ÇAĞIN EN BÜYÜK AYIBI; SAVAŞLAR
Başlık ÇAĞIN EN BÜYÜK AYIBI; SAVAŞLAR
Açıklama -
Siteye Ekleyen Recep Ergin
"YURTTA SULH, CİHANDA SULH"
Mustafa Kemal ATATÜRK

        Savaş, geniş kişi toplulukları arasında meydana gelen, genel anlamıyla ileri derecede şiddet içeren olay, çarpışma, çatışmanın adıdır. Ve savaş Birleşmiş Milletler Cemiyeti tarafından bazı temellere ve kurallara dayandırılmıştır. Geçmişte yapılan savaşların aksine günümüzdeki savaşlarda özellikle sivillerin (masum) öldürülmesini engellemek, ülke ya da kitleleri yok etmektense onları güçsüz bırakma amacı güdülmektedir. Ancak buna rağmen günümüzde trajediler yaşanmaya devam etmektedir. 1990'lı yıllarda Kuzey Afrika'yı sömürgeleştirme amacıyla çıkarılan iç savaşlarda ve kabile savaşlarında 1 milyonun üzerinde insan ölürken gene günümüzde ABD'nin 2003 Mart ayında başlattığı Irak işgalinde 2006 yılı Aralık ayı itibariyle 700.000 kişinin öldüğü, öldürüldüğü tahmin edilmektedir. Sadece bu rakamlar bile savaşın ölüm ve kan üretmekteki vahşetini görmeye yetmektedir. Bunun yanında Afganistan işgali, Körfez Savaşı'yla ABD'nin sömürgeleştirme politikasını sürdürmesi, tarih boyunca yaşanmış olan "güçlü olanın zulmünü günümüzde de gözler önüne sermektedir. Maalesef insanlık tarihi savaşlarla doludur. Yapılan tüm barış antlaşmaları da yapılacak olan diğer savaşlar için bir ara verme, güç toplama niteliği taşımaktadır.

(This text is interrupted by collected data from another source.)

PR #2759, opened 2024-10-02
test(dependency): Improve test coverage

ts1994tw:
## Summary
This pull request enhances the test suite for Jotai's dependency management, particularly focusing on complex scenarios. The following improvement has been made:

## New Test Cases
1. **Complex Dependency Chains**
   - Introduced a test case that verifies Jotai's ability to handle and update complex chains of derived atoms, including async derivations.

## Coverage Improvements
- **Multi-level Derivations**: Verifies that updates properly propagate through multiple levels of derived atoms, including async operations.

## Check List
- [x] pnpm run prettier for formatting code and docs

Appreciated for having me your time on reviewing changes.

### DIFF
--- a/tests/vanilla/dependency.test.tsx
+++ b/tests/vanilla/dependency.test.tsx
@@ -285,3 +285,20 @@ it('handles errors in async atoms', async () => {
   await expect(store.get(errorAtom)).rejects.toThrow('Test error')
 })
 
+it('handles complex dependency chains', async () => {
+  const baseAtom = atom(1)
+  const derived1 = atom((get) => get(baseAtom) * 2)
+  const derived2 = atom((get) => get(derived1) + 1)
+  const asyncDerived = atom(async (get) => {
+    const value = get(derived2)
+    await new Promise((resolve) => setTimeout(resolve, 10))
+    return value * 2
+  })
+
+  const store = createStore()
+  expect(await store.get(asyncDerived)).toBe(6)
+
+  store.set(baseAtom, 2)
+  expect(await store.get(asyncDerived)).toBe(10)
+})
+
--- a/tests/vanilla/dependency.test.tsx
+++ b/tests/vanilla/dependency.test.tsx
@@ -274,3 +274,14 @@ it('refreshes deps for each async read', async () => {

        Şimdide Rusya ile Gürcistan arasındaki Oselya Savaşı resmen başladı ve bütün hızıyla devam ediyor. İnsanlık ayıbı savaş manzaraları da dünya basınına düşmeye başladı. Her zaman olduğu gibi ihtirasların ve zalimlerin hatalarını masum halk ödüyor. Yaşlı, kadın ve çocuklar savaşların mağdurları. Filistin, Irak, Afganistan, Bosna ve şimdi de Rusya. Manzara aynı, ölenler aynı, öldürenler aynı. Dini, dili, ırkı, felsefesi ne olursa olsun ölenler masum, savaşı çıkaranlar zalimdir. Daha çok toprak, daha çok hırs, daha çok enaniyet ve sonrası 21. asrın eşiğinde orta çağdan kalma kan ve vahşet manzaraları. Savaş asıl manasının dışında; acizlerin başvurduğu ve hiçbir haklı gerekçesi olmayan bir vahşet sistemi.

        Savaş haklı gerekçelerle yapılır ve savaşlarında bir felsefesi, amacı olur. Bunun en güzel örneklerini şanlı tarihimizin sahifelerinde görebiliriz. Bize isnat edilen ve batı dünyasının üstüne basa basa vurguladığı Ermeni Soykırımı diye bir şeye Anadolu toprakları üzerinde kesinlikle rastlanılmamıştır. Tam tersi Ermeni mezalimlerinin Anadolu'da ki izleri her geçen gün çıkarılan toplu mezarlarla gün ışığına çıkmaktadır.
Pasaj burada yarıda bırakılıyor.